Looking at the data, count the lines where the word "issues" occurs and answer with only the number.

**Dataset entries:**
************
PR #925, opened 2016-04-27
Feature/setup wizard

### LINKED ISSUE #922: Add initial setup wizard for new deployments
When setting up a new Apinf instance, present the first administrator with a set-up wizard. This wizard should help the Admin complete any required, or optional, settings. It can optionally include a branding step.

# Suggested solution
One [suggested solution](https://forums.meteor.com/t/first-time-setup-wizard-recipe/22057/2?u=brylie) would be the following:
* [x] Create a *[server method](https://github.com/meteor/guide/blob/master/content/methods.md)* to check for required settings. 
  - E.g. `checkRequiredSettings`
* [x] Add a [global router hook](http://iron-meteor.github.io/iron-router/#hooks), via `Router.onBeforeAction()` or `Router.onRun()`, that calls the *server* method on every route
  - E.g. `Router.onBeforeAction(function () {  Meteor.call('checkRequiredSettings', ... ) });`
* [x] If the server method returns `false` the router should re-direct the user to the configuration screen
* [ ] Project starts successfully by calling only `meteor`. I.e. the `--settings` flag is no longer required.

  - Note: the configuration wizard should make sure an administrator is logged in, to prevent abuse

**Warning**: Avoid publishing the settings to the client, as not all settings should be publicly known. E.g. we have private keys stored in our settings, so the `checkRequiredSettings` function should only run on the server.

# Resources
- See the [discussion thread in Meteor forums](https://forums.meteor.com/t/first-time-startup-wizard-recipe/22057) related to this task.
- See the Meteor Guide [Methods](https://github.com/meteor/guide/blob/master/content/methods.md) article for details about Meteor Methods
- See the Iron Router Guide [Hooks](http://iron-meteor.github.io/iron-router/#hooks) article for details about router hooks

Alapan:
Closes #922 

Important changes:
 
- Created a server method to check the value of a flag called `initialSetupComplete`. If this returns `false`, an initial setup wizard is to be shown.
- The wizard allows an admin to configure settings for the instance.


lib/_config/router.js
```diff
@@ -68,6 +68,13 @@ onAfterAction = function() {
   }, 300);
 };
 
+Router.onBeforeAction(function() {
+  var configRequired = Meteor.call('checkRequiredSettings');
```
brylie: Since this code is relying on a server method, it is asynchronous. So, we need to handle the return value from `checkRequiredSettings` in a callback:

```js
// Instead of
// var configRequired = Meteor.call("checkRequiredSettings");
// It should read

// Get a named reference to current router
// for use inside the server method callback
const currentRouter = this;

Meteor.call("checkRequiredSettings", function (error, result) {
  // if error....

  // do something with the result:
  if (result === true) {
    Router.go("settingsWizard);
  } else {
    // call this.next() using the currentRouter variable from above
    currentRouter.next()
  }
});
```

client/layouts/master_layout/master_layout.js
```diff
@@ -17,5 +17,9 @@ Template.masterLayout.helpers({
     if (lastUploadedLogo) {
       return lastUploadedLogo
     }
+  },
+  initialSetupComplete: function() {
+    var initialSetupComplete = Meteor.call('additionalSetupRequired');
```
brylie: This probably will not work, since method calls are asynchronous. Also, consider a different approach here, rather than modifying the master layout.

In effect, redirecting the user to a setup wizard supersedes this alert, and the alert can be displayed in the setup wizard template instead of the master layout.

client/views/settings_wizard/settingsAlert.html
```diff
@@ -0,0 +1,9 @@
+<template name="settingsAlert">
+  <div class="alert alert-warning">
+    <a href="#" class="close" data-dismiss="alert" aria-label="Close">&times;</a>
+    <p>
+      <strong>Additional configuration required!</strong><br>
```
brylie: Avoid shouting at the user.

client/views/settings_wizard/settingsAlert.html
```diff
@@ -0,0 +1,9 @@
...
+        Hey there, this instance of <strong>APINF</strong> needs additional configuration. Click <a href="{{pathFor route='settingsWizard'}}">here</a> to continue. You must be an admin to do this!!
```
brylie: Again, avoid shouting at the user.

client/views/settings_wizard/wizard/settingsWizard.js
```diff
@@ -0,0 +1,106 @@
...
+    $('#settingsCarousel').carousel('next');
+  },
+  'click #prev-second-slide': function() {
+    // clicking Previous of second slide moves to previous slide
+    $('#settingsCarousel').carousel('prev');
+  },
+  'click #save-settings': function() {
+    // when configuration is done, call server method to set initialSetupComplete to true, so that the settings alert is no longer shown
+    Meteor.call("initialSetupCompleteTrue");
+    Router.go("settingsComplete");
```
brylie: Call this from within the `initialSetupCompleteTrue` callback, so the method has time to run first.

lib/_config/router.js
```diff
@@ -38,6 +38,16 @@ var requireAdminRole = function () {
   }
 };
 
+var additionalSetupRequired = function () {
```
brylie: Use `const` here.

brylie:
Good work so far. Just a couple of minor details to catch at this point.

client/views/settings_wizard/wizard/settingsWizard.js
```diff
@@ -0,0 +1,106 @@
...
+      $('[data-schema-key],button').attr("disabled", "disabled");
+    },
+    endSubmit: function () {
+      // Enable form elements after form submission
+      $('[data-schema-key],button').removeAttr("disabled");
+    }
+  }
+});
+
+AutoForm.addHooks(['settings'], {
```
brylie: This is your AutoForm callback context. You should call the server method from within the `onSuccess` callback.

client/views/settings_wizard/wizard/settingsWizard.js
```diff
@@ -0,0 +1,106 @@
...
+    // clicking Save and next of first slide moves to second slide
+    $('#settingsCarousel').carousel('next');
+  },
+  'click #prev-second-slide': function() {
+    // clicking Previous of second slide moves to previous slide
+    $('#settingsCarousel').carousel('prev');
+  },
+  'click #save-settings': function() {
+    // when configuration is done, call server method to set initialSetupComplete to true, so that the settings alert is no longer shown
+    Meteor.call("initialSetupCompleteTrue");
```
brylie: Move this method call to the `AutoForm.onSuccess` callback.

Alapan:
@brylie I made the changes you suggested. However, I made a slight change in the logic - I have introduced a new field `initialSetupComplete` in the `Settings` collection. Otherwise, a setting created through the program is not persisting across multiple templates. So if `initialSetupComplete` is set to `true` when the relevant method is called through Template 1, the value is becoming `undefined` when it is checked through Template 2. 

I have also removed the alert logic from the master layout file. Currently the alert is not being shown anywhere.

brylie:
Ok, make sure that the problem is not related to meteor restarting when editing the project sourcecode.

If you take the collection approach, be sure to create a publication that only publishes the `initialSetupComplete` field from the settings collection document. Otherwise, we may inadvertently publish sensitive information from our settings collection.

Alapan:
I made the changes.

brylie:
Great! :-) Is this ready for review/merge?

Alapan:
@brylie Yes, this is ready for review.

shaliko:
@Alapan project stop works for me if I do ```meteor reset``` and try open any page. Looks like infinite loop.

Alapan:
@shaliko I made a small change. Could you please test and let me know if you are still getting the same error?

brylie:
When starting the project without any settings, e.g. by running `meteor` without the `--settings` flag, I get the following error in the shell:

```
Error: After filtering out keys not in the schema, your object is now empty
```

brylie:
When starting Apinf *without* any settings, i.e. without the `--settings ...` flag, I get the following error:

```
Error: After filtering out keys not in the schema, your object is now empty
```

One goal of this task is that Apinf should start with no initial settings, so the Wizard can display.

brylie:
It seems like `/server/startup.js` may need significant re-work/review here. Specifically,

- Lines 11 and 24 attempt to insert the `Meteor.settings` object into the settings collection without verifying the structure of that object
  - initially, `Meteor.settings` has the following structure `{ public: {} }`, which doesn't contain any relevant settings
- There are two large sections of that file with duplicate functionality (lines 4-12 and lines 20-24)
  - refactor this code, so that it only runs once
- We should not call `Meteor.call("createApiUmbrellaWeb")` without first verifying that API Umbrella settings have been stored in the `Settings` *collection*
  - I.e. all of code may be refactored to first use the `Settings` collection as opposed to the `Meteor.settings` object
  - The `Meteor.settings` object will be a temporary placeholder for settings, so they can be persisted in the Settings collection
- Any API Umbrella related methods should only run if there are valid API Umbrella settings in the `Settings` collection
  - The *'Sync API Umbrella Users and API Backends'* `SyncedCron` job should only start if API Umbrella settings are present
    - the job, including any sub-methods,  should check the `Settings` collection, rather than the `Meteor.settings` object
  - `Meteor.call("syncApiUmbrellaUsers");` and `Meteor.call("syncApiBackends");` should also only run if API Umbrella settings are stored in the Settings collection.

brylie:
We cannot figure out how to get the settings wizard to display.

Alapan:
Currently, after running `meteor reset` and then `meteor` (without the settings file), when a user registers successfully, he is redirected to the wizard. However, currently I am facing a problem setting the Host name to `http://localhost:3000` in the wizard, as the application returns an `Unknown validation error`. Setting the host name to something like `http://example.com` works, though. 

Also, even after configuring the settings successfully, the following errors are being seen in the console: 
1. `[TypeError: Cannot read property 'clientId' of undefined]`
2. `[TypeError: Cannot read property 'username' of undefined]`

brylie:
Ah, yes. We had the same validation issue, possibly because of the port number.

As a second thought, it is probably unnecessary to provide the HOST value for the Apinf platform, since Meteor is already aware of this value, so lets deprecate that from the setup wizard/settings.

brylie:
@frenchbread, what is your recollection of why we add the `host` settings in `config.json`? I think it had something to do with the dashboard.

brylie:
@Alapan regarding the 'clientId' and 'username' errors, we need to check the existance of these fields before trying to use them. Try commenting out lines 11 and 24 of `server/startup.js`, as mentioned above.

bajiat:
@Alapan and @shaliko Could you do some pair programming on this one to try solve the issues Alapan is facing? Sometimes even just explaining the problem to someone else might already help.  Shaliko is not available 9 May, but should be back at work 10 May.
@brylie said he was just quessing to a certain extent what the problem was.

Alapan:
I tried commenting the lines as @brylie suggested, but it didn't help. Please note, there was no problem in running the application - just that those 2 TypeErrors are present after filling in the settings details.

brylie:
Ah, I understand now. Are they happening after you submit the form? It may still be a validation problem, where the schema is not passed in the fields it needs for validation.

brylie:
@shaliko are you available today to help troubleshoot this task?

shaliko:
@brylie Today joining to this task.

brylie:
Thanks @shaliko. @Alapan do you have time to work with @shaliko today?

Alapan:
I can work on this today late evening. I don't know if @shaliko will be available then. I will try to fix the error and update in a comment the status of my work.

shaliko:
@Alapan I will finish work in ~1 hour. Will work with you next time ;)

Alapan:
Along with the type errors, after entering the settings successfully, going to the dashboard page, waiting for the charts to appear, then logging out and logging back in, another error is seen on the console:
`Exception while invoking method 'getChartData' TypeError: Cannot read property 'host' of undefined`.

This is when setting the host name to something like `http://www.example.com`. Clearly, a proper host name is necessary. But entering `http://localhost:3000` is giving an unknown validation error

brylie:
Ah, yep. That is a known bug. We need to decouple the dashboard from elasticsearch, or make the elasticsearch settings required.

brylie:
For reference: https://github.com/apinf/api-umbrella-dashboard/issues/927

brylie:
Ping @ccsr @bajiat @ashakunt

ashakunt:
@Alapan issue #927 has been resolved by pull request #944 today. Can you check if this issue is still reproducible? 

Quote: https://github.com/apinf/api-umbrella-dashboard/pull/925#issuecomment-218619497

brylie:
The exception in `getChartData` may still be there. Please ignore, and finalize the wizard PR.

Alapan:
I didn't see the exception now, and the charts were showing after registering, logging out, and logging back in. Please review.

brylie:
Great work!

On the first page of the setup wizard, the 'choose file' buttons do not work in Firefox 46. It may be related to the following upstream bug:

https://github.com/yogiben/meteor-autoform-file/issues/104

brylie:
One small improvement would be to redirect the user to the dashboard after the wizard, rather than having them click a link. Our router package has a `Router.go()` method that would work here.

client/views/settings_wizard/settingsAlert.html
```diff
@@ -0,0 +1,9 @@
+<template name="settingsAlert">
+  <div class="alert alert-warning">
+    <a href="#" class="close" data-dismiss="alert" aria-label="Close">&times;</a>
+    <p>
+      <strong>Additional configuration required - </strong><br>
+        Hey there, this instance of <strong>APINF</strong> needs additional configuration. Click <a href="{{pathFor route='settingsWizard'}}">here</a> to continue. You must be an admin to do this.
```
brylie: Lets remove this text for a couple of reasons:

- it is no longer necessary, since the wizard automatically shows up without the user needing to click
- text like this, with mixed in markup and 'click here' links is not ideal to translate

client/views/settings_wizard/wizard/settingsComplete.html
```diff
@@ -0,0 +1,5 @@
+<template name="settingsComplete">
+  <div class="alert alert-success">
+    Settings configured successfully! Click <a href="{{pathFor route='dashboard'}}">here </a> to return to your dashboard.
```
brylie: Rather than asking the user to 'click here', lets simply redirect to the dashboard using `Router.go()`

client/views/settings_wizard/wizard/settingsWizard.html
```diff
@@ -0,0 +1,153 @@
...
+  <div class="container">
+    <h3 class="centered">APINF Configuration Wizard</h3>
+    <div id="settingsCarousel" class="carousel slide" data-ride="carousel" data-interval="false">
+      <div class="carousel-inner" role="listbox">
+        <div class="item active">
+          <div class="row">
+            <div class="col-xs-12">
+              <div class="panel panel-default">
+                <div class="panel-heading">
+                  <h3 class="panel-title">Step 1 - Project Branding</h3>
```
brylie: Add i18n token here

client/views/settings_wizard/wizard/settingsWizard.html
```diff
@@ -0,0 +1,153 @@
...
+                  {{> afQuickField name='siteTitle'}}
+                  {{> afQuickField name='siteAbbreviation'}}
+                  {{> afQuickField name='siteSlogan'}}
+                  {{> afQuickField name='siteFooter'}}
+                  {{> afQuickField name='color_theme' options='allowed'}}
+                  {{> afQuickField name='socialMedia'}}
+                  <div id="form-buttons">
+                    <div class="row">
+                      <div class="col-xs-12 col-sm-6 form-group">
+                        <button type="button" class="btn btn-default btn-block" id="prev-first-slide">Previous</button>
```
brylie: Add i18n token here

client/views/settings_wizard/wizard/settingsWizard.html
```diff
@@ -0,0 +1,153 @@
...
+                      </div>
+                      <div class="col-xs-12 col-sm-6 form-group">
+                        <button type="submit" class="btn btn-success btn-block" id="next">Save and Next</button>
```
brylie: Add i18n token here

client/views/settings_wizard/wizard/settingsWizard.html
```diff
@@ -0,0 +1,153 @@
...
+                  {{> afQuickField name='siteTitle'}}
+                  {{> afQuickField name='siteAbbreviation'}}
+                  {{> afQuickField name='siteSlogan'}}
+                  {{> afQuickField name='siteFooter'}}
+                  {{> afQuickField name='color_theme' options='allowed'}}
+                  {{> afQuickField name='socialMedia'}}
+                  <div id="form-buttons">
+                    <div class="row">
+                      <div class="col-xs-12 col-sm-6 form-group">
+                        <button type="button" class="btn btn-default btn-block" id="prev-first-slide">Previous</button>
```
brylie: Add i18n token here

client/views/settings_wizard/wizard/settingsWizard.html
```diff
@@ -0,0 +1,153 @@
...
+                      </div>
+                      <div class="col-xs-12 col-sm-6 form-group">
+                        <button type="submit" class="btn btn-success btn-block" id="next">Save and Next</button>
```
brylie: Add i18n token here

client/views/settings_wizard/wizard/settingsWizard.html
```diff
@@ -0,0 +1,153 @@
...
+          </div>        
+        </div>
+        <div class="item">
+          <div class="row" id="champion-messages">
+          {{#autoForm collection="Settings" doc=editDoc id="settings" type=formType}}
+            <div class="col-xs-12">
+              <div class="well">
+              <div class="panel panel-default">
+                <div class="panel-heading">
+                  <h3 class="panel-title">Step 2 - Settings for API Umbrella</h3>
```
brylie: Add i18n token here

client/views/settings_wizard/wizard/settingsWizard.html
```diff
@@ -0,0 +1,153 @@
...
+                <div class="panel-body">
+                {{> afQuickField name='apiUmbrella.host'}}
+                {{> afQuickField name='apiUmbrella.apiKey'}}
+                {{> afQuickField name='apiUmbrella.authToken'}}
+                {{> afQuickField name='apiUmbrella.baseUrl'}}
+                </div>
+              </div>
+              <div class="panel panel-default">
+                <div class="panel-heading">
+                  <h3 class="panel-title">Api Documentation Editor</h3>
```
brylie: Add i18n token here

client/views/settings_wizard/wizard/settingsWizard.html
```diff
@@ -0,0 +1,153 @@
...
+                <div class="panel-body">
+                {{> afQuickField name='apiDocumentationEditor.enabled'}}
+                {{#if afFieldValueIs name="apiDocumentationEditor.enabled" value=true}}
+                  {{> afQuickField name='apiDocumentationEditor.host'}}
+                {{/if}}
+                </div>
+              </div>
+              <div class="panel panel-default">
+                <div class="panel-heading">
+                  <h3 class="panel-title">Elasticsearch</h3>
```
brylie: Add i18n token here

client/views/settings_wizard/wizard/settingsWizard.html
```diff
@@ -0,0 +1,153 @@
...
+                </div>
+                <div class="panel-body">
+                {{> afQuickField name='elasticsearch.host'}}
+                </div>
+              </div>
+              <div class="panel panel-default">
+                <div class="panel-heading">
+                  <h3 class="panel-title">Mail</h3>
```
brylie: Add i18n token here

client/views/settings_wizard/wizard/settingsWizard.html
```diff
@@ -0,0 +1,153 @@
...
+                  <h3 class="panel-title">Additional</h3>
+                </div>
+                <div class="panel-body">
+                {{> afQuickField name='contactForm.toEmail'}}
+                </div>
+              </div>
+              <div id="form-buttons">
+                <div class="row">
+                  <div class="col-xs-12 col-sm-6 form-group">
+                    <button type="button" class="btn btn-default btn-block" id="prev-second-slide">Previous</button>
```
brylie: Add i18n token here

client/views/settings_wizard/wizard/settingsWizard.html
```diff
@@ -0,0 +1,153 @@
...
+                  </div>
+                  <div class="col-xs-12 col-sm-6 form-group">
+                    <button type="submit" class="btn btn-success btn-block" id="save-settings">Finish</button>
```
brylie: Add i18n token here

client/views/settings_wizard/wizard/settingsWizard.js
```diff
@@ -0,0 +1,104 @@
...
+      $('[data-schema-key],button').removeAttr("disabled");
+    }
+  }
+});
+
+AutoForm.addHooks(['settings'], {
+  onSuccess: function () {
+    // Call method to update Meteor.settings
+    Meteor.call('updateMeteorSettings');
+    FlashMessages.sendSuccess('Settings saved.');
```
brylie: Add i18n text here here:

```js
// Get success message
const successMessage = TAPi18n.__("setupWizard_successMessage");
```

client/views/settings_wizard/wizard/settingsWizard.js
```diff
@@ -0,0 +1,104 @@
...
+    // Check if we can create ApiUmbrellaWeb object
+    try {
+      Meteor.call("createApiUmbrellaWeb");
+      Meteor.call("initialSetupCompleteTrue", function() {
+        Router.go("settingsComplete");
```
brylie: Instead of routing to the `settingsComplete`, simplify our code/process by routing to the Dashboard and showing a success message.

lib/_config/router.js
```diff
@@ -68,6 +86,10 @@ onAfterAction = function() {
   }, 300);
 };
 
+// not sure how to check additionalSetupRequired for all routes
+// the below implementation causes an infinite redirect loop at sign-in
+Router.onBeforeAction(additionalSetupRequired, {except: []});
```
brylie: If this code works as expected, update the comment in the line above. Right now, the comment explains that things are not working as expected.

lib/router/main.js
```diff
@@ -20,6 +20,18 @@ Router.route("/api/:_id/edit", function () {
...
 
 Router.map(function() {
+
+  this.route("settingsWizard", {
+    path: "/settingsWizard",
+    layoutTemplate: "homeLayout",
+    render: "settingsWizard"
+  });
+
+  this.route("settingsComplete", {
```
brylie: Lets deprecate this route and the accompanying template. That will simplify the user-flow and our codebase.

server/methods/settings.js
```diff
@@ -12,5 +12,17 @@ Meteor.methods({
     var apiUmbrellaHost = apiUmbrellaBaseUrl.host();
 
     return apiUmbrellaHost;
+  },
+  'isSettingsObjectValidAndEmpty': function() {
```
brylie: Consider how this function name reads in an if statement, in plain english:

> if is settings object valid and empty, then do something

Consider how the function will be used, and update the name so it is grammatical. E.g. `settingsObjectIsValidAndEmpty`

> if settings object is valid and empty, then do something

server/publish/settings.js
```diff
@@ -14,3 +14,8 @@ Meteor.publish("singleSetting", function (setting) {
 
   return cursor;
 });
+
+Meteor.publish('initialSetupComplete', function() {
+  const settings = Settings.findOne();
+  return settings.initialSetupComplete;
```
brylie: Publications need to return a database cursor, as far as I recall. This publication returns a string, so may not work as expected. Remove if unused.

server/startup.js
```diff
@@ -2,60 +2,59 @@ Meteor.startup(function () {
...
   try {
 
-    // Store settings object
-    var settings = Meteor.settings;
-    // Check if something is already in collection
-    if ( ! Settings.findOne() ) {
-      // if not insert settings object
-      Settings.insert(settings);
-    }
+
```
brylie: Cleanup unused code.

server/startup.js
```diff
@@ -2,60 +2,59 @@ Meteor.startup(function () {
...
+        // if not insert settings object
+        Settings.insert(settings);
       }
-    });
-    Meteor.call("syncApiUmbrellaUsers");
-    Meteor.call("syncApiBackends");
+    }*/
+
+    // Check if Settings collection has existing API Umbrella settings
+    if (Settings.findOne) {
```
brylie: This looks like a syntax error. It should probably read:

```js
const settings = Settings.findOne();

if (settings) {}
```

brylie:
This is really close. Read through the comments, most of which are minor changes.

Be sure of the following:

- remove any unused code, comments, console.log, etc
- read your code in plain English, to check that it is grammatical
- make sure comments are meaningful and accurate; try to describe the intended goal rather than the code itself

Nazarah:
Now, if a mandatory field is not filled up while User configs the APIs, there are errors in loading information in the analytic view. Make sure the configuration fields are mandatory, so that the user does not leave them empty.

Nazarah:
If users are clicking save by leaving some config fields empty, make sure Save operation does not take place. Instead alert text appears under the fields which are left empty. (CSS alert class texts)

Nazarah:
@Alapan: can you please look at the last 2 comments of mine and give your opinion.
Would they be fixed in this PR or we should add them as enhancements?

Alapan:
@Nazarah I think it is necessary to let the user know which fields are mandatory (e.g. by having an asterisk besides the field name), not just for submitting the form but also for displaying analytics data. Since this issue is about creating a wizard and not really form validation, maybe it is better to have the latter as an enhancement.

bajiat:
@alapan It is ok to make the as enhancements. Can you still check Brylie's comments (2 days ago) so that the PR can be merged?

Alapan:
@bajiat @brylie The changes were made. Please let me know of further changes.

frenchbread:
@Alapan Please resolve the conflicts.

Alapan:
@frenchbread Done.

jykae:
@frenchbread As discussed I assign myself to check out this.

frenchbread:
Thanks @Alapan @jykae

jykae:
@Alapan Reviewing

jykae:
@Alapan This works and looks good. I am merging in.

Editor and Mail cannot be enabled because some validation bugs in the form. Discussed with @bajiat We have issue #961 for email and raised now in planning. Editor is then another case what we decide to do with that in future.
************
**Problem solution:**
3